— Assignment —
In the entries that follow, the line with "which is very slow in some cases." opens the range and the line with "Thanks for the PR, @chrisirhc!" closes it; repeat that range exactly, both lines included.
--- Task data Enclosed Below ---
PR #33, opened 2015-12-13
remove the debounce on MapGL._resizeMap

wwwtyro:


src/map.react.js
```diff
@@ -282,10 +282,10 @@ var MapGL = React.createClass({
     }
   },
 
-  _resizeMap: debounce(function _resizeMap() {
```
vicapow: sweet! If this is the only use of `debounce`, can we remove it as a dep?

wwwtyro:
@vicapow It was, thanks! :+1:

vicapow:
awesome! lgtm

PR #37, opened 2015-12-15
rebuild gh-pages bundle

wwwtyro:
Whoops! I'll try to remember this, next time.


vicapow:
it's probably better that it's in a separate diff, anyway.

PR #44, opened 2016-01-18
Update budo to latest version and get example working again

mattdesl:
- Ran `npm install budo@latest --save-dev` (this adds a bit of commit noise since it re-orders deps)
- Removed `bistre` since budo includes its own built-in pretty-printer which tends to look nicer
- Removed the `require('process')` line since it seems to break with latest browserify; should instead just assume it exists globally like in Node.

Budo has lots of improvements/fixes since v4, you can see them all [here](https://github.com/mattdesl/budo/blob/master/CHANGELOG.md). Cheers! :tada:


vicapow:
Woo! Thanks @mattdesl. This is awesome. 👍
--- End of Enclosed Task data ---
--- Task data Enclosed Below ---
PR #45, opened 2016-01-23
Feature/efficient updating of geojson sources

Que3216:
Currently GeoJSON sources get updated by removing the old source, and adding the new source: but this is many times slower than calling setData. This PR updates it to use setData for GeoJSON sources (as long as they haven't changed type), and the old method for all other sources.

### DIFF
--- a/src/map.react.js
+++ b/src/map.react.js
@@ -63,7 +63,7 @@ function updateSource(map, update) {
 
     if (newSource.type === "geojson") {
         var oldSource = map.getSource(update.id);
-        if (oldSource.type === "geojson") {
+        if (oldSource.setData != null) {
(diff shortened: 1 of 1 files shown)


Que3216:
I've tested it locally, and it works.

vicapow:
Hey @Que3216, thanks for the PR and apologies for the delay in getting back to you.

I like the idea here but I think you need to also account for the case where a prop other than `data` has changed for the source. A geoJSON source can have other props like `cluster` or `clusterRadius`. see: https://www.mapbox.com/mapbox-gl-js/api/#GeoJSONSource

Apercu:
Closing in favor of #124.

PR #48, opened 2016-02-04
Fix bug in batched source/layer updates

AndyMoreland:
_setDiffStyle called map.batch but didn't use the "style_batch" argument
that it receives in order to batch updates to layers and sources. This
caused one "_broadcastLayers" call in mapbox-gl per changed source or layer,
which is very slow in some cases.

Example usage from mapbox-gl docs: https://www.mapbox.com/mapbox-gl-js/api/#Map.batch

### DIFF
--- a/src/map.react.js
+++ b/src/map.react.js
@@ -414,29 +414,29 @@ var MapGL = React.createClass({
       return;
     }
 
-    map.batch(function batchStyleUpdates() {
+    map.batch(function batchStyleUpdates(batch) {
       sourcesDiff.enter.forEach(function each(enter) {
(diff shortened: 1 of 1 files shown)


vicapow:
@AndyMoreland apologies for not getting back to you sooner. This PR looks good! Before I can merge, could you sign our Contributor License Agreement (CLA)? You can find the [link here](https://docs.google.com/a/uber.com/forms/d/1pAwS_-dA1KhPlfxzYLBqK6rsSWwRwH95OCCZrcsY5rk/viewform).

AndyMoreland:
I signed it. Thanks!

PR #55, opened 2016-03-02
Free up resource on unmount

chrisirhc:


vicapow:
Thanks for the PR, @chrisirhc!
--- End of Enclosed Task data ---
— Task answer —
which is very slow in some cases.

Example usage from mapbox-gl docs: https://www.mapbox.com/mapbox-gl-js/api/#Map.batch

### DIFF
--- a/src/map.react.js
+++ b/src/map.react.js
@@ -414,29 +414,29 @@ var MapGL = React.createClass({
       return;
     }
 
-    map.batch(function batchStyleUpdates() {
+    map.batch(function batchStyleUpdates(batch) {
       sourcesDiff.enter.forEach(function each(enter) {
(diff shortened: 1 of 1 files shown)


vicapow:
@AndyMoreland apologies for not getting back to you sooner. This PR looks good! Before I can merge, could you sign our Contributor License Agreement (CLA)? You can find the [link here](https://docs.google.com/a/uber.com/forms/d/1pAwS_-dA1KhPlfxzYLBqK6rsSWwRwH95OCCZrcsY5rk/viewform).

AndyMoreland:
I signed it. Thanks!

PR #55, opened 2016-03-02
Free up resource on unmount

chrisirhc:


vicapow:
Thanks for the PR, @chrisirhc!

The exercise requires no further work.